Dataset records |
□ □ □
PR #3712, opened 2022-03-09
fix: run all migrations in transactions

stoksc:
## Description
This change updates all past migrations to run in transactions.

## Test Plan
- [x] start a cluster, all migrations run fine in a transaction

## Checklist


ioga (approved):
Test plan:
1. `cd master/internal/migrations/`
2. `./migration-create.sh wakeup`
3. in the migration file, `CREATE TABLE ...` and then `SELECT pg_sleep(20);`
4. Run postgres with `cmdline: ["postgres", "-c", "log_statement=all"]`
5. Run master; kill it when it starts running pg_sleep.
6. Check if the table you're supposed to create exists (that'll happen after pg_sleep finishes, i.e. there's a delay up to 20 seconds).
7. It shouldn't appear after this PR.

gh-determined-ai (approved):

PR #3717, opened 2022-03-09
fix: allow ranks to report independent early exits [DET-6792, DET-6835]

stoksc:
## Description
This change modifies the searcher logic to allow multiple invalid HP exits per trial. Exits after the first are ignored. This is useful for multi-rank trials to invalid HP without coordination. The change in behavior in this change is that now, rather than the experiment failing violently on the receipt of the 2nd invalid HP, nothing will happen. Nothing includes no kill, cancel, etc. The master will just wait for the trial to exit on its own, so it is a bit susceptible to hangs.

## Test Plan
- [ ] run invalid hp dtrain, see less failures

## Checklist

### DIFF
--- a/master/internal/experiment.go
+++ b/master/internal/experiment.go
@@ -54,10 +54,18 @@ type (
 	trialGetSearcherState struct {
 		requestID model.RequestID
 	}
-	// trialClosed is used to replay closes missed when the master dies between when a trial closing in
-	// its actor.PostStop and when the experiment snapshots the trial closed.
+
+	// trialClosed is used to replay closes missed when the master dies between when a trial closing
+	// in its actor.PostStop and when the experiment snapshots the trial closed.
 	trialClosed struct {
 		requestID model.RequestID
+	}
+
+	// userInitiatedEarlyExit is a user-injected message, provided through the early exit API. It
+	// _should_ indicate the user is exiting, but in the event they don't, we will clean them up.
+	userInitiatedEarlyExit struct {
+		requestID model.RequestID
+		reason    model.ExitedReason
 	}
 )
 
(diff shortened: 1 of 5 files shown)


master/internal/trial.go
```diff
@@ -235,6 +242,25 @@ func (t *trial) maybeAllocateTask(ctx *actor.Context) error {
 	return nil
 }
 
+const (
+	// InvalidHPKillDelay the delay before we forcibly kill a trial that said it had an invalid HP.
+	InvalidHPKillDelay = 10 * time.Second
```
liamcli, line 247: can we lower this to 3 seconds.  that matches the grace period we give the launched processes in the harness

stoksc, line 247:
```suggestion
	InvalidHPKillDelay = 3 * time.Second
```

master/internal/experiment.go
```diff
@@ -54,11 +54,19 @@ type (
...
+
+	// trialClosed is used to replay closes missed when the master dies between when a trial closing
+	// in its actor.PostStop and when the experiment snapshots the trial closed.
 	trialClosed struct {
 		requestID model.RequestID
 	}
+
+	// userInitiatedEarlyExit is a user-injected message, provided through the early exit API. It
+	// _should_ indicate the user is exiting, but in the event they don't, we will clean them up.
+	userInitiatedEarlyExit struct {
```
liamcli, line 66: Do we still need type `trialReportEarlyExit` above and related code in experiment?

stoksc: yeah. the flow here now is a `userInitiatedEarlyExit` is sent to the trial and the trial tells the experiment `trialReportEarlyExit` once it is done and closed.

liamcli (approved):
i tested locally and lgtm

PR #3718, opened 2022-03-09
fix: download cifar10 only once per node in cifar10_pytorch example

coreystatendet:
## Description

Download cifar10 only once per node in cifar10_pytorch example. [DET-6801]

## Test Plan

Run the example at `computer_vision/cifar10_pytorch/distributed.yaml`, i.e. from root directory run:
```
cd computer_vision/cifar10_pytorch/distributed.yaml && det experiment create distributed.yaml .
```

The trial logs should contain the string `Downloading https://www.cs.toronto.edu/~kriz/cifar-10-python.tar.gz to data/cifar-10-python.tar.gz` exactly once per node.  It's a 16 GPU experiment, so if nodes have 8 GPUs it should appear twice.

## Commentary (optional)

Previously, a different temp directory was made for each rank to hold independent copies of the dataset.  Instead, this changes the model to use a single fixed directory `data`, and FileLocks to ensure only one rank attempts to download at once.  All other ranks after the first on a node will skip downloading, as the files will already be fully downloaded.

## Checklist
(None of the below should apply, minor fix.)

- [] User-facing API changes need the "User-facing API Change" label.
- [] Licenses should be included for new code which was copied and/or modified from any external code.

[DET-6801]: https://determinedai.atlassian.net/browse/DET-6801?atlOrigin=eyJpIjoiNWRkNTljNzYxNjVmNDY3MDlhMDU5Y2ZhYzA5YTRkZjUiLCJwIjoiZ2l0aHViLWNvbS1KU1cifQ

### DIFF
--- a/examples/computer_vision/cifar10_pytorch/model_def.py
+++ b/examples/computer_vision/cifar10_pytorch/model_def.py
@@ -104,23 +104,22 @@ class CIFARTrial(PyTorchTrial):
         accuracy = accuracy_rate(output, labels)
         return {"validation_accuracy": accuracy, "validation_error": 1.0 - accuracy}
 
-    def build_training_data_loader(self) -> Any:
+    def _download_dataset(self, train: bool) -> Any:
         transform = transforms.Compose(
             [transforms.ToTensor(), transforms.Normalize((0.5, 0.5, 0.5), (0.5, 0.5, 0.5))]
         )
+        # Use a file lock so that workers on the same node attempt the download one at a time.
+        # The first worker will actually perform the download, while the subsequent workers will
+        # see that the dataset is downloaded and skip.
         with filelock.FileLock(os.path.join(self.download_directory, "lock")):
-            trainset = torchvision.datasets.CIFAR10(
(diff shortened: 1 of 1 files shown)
□ □ □
Directions |
From the first line to the last, retype the records exactly.

Answer to this exercise |
PR #3712, opened 2022-03-09
fix: run all migrations in transactions

stoksc:
## Description
This change updates all past migrations to run in transactions.

## Test Plan
- [x] start a cluster, all migrations run fine in a transaction

## Checklist


ioga (approved):
Test plan:
1. `cd master/internal/migrations/`
2. `./migration-create.sh wakeup`
3. in the migration file, `CREATE TABLE ...` and then `SELECT pg_sleep(20);`
4. Run postgres with `cmdline: ["postgres", "-c", "log_statement=all"]`
5. Run master; kill it when it starts running pg_sleep.
6. Check if the table you're supposed to create exists (that'll happen after pg_sleep finishes, i.e. there's a delay up to 20 seconds).
7. It shouldn't appear after this PR.

gh-determined-ai (approved):

PR #3717, opened 2022-03-09
fix: allow ranks to report independent early exits [DET-6792, DET-6835]

stoksc:
## Description
This change modifies the searcher logic to allow multiple invalid HP exits per trial. Exits after the first are ignored. This is useful for multi-rank trials to invalid HP without coordination. The change in behavior in this change is that now, rather than the experiment failing violently on the receipt of the 2nd invalid HP, nothing will happen. Nothing includes no kill, cancel, etc. The master will just wait for the trial to exit on its own, so it is a bit susceptible to hangs.

## Test Plan
- [ ] run invalid hp dtrain, see less failures

## Checklist

### DIFF
--- a/master/internal/experiment.go
+++ b/master/internal/experiment.go
@@ -54,10 +54,18 @@ type (
 	trialGetSearcherState struct {
 		requestID model.RequestID
 	}
-	// trialClosed is used to replay closes missed when the master dies between when a trial closing in
-	// its actor.PostStop and when the experiment snapshots the trial closed.
+
+	// trialClosed is used to replay closes missed when the master dies between when a trial closing
+	// in its actor.PostStop and when the experiment snapshots the trial closed.
 	trialClosed struct {
 		requestID model.RequestID
+	}
+
+	// userInitiatedEarlyExit is a user-injected message, provided through the early exit API. It
+	// _should_ indicate the user is exiting, but in the event they don't, we will clean them up.
+	userInitiatedEarlyExit struct {
+		requestID model.RequestID
+		reason    model.ExitedReason
 	}
 )
 
(diff shortened: 1 of 5 files shown)


master/internal/trial.go
```diff
@@ -235,6 +242,25 @@ func (t *trial) maybeAllocateTask(ctx *actor.Context) error {
 	return nil
 }
 
+const (
+	// InvalidHPKillDelay the delay before we forcibly kill a trial that said it had an invalid HP.
+	InvalidHPKillDelay = 10 * time.Second
```
liamcli, line 247: can we lower this to 3 seconds.  that matches the grace period we give the launched processes in the harness

stoksc, line 247:
```suggestion
	InvalidHPKillDelay = 3 * time.Second
```

master/internal/experiment.go
```diff
@@ -54,11 +54,19 @@ type (
...
+
+	// trialClosed is used to replay closes missed when the master dies between when a trial closing
+	// in its actor.PostStop and when the experiment snapshots the trial closed.
 	trialClosed struct {
 		requestID model.RequestID
 	}
+
+	// userInitiatedEarlyExit is a user-injected message, provided through the early exit API. It
+	// _should_ indicate the user is exiting, but in the event they don't, we will clean them up.
+	userInitiatedEarlyExit struct {
```
liamcli, line 66: Do we still need type `trialReportEarlyExit` above and related code in experiment?

stoksc: yeah. the flow here now is a `userInitiatedEarlyExit` is sent to the trial and the trial tells the experiment `trialReportEarlyExit` once it is done and closed.

liamcli (approved):
i tested locally and lgtm

PR #3718, opened 2022-03-09
fix: download cifar10 only once per node in cifar10_pytorch example

coreystatendet:
## Description

Download cifar10 only once per node in cifar10_pytorch example. [DET-6801]

## Test Plan

Run the example at `computer_vision/cifar10_pytorch/distributed.yaml`, i.e. from root directory run:
```
cd computer_vision/cifar10_pytorch/distributed.yaml && det experiment create distributed.yaml .
```

The trial logs should contain the string `Downloading https://www.cs.toronto.edu/~kriz/cifar-10-python.tar.gz to data/cifar-10-python.tar.gz` exactly once per node.  It's a 16 GPU experiment, so if nodes have 8 GPUs it should appear twice.

## Commentary (optional)

Previously, a different temp directory was made for each rank to hold independent copies of the dataset.  Instead, this changes the model to use a single fixed directory `data`, and FileLocks to ensure only one rank attempts to download at once.  All other ranks after the first on a node will skip downloading, as the files will already be fully downloaded.

## Checklist
(None of the below should apply, minor fix.)

- [] User-facing API changes need the "User-facing API Change" label.
- [] Licenses should be included for new code which was copied and/or modified from any external code.

[DET-6801]: https://determinedai.atlassian.net/browse/DET-6801?atlOrigin=eyJpIjoiNWRkNTljNzYxNjVmNDY3MDlhMDU5Y2ZhYzA5YTRkZjUiLCJwIjoiZ2l0aHViLWNvbS1KU1cifQ

### DIFF
--- a/examples/computer_vision/cifar10_pytorch/model_def.py
+++ b/examples/computer_vision/cifar10_pytorch/model_def.py
@@ -104,23 +104,22 @@ class CIFARTrial(PyTorchTrial):
         accuracy = accuracy_rate(output, labels)
         return {"validation_accuracy": accuracy, "validation_error": 1.0 - accuracy}
 
-    def build_training_data_loader(self) -> Any:
+    def _download_dataset(self, train: bool) -> Any:
         transform = transforms.Compose(
             [transforms.ToTensor(), transforms.Normalize((0.5, 0.5, 0.5), (0.5, 0.5, 0.5))]
         )
+        # Use a file lock so that workers on the same node attempt the download one at a time.
+        # The first worker will actually perform the download, while the subsequent workers will
+        # see that the dataset is downloaded and skip.
         with filelock.FileLock(os.path.join(self.download_directory, "lock")):
-            trainset = torchvision.datasets.CIFAR10(
(diff shortened: 1 of 1 files shown)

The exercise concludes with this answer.